## AIM OF THE TASK
Find the lines in these entries that include the word "once" and state how many there are, with no other words.

RECORDS TO PROCESS section start

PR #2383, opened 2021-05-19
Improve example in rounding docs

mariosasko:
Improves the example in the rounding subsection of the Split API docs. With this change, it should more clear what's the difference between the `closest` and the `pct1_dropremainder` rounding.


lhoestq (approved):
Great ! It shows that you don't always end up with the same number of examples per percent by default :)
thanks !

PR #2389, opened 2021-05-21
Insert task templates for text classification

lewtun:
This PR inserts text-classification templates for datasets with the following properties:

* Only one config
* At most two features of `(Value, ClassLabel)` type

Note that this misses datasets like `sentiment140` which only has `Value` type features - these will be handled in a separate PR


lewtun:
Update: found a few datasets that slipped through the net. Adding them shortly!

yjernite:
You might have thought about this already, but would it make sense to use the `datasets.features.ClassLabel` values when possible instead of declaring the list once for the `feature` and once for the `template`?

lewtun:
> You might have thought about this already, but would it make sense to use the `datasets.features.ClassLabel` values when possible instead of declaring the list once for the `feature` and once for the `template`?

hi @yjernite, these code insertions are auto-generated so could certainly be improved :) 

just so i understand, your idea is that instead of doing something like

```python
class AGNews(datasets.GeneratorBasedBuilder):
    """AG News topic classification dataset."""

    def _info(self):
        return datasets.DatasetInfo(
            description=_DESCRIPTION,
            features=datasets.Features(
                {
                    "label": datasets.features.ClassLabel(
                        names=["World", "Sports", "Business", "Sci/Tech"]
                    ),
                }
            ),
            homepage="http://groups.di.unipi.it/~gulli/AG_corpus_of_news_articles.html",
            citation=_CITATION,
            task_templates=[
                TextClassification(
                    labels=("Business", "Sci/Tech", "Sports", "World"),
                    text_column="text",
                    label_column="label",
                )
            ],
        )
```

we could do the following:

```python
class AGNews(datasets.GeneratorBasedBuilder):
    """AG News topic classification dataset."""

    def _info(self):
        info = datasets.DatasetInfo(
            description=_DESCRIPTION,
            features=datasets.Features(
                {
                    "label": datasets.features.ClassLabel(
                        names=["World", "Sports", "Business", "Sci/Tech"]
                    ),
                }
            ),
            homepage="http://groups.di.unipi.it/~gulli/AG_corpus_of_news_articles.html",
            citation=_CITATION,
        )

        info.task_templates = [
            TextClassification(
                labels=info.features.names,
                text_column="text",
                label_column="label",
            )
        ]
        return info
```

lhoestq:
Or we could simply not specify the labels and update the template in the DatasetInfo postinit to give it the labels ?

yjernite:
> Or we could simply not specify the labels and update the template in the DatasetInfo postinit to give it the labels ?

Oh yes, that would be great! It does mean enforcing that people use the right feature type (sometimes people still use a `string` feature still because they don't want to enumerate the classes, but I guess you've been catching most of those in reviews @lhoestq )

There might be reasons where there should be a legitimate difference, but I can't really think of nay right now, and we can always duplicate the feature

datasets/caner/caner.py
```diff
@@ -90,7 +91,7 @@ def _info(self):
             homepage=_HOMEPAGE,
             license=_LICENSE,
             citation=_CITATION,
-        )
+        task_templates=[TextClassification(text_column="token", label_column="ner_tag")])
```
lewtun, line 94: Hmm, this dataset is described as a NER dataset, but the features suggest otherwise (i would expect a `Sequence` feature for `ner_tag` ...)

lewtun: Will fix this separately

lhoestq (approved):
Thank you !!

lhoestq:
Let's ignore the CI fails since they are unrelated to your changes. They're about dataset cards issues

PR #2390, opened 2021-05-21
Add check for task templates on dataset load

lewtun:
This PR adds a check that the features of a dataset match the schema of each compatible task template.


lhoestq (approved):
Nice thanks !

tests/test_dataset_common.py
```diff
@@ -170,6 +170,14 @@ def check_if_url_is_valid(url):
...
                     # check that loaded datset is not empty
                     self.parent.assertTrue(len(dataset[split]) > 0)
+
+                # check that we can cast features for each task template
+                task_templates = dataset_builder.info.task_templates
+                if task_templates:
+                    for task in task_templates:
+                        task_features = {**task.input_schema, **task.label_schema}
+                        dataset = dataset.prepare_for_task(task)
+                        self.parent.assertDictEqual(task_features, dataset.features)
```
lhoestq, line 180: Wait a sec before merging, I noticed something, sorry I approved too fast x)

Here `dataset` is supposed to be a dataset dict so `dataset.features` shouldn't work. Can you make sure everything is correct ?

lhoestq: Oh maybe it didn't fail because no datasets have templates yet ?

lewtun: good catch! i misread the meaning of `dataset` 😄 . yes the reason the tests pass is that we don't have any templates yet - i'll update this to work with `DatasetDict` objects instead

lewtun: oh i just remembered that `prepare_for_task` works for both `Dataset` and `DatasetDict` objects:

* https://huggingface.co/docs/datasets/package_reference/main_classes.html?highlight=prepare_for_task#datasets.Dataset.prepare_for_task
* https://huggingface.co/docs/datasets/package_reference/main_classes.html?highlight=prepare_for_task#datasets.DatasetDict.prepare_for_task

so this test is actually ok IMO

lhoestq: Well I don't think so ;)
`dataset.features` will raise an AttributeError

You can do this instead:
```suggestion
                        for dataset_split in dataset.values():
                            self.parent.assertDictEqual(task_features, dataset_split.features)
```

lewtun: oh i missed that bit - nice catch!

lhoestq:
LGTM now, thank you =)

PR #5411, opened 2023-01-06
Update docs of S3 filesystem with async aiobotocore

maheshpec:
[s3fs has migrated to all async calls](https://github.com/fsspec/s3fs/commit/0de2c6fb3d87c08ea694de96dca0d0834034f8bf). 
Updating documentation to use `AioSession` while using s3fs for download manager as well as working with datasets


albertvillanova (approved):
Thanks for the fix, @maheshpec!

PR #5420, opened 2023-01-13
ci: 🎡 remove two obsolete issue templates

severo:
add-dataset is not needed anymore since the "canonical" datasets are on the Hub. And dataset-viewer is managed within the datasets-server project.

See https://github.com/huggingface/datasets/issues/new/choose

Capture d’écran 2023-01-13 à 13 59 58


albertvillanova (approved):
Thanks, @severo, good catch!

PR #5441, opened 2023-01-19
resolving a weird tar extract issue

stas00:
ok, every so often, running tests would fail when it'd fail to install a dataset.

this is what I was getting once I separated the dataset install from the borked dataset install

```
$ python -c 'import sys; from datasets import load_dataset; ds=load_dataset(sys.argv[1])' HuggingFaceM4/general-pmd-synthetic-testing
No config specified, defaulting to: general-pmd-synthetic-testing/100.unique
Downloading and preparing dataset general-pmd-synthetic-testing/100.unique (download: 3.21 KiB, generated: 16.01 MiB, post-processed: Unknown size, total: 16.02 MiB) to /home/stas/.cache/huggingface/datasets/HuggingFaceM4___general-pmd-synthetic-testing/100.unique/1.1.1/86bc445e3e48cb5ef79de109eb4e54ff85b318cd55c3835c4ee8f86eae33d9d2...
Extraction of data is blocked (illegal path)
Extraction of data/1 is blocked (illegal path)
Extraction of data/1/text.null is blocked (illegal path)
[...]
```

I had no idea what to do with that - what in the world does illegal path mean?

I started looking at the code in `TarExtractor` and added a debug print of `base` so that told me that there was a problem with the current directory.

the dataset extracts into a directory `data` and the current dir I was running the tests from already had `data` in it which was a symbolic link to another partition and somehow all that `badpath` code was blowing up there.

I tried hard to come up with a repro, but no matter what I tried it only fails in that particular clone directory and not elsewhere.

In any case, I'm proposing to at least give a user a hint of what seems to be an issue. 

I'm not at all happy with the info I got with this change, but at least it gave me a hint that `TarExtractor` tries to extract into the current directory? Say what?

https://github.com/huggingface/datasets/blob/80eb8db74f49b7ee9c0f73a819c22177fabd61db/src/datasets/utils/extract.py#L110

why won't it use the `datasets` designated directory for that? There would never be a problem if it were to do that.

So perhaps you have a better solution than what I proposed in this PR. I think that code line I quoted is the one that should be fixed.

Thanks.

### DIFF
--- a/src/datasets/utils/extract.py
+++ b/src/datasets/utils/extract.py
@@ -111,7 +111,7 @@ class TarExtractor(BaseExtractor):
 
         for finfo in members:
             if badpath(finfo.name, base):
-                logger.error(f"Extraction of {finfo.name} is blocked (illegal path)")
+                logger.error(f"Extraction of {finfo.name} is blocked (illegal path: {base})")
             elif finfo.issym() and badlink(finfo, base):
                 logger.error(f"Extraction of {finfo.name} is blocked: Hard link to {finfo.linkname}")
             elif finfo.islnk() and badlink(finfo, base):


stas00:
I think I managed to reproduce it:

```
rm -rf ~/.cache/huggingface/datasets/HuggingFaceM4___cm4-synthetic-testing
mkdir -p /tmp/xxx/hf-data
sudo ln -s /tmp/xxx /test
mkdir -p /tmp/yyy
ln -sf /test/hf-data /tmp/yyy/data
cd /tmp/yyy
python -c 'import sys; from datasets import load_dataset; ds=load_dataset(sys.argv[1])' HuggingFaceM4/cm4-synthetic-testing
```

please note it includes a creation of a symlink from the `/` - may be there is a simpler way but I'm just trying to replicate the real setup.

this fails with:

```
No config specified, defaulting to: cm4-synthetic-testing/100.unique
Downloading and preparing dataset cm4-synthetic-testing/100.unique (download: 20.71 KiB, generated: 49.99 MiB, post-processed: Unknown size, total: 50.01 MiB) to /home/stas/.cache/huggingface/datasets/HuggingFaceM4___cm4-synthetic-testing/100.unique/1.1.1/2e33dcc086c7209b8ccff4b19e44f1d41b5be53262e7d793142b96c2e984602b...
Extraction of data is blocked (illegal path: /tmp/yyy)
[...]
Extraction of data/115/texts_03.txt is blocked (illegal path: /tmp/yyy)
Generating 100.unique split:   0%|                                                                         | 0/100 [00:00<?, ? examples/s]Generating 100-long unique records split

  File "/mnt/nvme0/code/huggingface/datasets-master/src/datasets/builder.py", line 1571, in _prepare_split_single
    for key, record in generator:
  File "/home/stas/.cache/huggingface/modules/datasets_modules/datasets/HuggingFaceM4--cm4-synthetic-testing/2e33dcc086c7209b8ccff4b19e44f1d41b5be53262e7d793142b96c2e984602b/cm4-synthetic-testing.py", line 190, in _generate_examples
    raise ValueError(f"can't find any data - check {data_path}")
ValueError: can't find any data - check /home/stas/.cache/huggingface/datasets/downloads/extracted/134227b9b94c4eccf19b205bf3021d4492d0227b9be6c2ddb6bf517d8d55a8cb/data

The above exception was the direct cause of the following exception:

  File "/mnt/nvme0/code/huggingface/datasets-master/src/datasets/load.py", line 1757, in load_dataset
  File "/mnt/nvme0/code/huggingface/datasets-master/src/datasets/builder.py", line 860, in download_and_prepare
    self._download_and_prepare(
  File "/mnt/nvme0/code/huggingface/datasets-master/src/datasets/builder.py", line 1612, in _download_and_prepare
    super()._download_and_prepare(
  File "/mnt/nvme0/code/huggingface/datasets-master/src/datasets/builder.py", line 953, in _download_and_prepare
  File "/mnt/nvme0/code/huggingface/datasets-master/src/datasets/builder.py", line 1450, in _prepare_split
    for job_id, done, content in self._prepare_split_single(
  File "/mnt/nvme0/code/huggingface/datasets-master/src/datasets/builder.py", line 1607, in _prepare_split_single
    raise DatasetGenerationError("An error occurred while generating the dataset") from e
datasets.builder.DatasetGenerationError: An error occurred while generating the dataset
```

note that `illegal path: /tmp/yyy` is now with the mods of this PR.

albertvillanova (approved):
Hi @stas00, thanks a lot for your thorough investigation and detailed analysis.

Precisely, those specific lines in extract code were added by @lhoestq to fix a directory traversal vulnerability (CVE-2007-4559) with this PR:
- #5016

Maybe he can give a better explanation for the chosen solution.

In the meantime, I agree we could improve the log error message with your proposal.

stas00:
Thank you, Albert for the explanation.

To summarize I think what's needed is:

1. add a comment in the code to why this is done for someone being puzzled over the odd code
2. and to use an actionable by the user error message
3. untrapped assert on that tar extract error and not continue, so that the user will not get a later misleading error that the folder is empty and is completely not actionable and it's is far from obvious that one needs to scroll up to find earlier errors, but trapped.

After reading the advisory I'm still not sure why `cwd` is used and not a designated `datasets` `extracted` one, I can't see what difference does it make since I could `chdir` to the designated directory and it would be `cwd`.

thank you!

RECORDS TO PROCESS section end

## FINISHED EXERCISE
3